*** Block opens ***

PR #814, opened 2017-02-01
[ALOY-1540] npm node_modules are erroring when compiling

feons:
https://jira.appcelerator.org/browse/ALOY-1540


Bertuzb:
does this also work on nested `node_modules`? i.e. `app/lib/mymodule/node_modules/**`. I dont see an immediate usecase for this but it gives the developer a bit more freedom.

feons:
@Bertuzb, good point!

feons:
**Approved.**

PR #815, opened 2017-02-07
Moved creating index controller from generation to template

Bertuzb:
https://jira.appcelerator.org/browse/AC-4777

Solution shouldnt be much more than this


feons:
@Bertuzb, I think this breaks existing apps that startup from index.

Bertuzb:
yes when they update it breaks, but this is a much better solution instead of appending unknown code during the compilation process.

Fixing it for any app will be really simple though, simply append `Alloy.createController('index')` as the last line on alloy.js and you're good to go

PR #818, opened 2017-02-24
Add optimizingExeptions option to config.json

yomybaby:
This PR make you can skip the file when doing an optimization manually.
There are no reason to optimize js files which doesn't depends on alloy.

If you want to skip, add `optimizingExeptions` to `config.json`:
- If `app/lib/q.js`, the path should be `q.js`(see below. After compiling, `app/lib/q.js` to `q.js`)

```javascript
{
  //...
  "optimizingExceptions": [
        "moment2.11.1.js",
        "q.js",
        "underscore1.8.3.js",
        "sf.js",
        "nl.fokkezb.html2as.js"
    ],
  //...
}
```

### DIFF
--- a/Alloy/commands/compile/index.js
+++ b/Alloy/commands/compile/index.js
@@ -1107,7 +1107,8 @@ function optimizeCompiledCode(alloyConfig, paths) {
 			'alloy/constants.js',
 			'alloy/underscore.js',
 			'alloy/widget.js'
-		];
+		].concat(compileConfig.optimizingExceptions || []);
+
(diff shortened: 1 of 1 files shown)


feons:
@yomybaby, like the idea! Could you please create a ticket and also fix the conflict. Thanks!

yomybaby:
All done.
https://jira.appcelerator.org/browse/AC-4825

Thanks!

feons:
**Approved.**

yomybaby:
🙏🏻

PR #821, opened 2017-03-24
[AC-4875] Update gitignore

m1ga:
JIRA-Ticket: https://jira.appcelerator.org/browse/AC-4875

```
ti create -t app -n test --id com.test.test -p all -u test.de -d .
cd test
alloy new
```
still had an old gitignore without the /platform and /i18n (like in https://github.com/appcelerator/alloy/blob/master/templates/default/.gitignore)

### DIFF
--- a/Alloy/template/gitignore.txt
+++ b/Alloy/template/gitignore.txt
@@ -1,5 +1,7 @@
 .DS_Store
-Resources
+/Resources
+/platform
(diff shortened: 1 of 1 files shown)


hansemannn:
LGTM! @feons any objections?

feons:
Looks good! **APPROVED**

*** Block closes ***
*** Block opens ***

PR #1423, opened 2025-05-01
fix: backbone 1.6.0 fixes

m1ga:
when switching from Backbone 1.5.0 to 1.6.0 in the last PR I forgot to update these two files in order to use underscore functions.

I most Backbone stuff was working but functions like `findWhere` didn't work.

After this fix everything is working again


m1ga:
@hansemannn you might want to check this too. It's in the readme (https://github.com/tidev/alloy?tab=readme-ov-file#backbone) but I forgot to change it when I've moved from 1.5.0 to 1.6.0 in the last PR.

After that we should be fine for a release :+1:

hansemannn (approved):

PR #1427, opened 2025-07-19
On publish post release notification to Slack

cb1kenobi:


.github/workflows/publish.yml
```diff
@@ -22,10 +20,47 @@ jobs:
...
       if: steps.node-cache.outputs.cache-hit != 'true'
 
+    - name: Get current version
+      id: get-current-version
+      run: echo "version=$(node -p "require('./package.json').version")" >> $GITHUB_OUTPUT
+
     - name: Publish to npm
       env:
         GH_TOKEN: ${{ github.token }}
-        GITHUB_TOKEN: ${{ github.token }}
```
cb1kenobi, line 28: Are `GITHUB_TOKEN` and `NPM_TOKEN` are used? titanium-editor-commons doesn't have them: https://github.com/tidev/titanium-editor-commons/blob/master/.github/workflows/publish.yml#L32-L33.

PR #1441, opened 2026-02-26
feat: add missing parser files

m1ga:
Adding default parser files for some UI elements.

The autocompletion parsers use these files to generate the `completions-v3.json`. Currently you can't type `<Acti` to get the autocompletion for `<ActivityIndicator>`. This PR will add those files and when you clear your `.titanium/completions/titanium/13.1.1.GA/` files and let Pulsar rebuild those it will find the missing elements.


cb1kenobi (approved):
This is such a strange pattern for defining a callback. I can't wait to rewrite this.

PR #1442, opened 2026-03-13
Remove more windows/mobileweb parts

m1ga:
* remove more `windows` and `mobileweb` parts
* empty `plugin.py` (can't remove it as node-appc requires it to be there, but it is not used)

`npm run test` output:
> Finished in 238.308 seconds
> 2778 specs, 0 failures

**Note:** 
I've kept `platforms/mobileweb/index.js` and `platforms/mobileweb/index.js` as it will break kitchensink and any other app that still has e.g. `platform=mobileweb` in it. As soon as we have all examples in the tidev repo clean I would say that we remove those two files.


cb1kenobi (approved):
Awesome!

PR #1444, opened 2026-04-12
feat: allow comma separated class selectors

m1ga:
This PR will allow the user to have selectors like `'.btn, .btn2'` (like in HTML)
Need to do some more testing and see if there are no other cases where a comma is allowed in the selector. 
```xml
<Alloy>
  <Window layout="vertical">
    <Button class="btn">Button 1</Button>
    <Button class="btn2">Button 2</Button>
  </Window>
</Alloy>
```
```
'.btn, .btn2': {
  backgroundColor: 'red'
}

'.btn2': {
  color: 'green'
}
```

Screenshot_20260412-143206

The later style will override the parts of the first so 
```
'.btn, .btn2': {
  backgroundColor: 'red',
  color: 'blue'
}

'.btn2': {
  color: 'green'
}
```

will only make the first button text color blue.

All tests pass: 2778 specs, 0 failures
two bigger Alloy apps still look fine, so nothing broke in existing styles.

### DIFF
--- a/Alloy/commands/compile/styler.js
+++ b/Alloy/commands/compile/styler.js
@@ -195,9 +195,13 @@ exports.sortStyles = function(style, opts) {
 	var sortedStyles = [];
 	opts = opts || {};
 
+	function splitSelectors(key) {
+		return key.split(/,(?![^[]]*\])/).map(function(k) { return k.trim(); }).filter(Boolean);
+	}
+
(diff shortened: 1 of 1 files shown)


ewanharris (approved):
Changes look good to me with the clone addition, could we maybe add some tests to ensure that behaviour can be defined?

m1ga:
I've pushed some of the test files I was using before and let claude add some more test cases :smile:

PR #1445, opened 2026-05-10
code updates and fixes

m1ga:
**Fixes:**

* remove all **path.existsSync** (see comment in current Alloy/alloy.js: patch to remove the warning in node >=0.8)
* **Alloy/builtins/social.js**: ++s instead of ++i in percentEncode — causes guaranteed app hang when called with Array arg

*** Block closes ***

Please count the lines above containing "appcelerator"; number only.

■ RESPONSE TO THIS EXERCISE ■
5